Thankfully, my physiatrist can still prescribe the tramadol for me, and the neurosurgeon is only consulting for a pituitary cyst. He has no idea what he said to me… how terrifying it was. ZERO idea. That’s what we’re up against.


Have any in depth studies been done about the side effects of Buprenorphine/Butrans? Although I have read some individual horror stories from some users (in reference to reactions) and, as with anything on the internet, fact vs fiction is hard to interpret for the regular layperson.

Danielle Betz

This medication, Buprenorphine, is the single hardest opioid to come off of. They are finding it absorbs deep into bone marrow and lingers so long that it almost appears as if it was designed to make all users permanently dependent. Yes, this is a better alternative to heroin and Fentanyl, but it’s a living nightmare to come off. Some never do.

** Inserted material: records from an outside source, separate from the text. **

PR #1271, opened 2023-01-20
Feature/1269 props as filter args

### LINKED ISSUE #1269: InfoClick prop filters - Allow props as filter arguments
There are actually 2 related things that should/could be adressed at the same time.

1. The first thing is that comma (,)  cant be used in an argument because split(',') is used.
Example of what breaks the rendering:  `{propName|fallback('This string will be cut, yes it will.')}`

2. The second thing that would be nice is to be able to use a prop as an argument.
Example: `{propName1|fallback(propName2)|toUpper}`
Triple fallback example (_In theory_) :) : `{propName1|fallback(propName2)|fallback(propName3)|fallback('Hey! You got no value!')}`

jesade-vbg:
closes #1269 

Some other features crept in, but it should not have a negative effect.

### DIFF
--- a/new-client/src/components/FeatureInfo/FeaturePropsFilters.js
+++ b/new-client/src/components/FeatureInfo/FeaturePropsFilters.js
@@ -26,6 +26,13 @@ class PropFilters {
       }
     }
 
+    // Handle different kind of arguments using this RegEx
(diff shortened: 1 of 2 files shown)


jacobwod (approved):
Nice additions!

Hallbergs (approved):
lgtm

In the UK, and myself personally have been prescribed a low dosage of slow release morphine sulphate capsule called zomorph for chronic pain, taken every 12 hours this does not create the initial euphoria and crash that some others do or liquid oramorph does, but with some other pain medication does help keep the pain at bay a little. Also despite still having some pain with the slow release I do not feel I actually want to take more.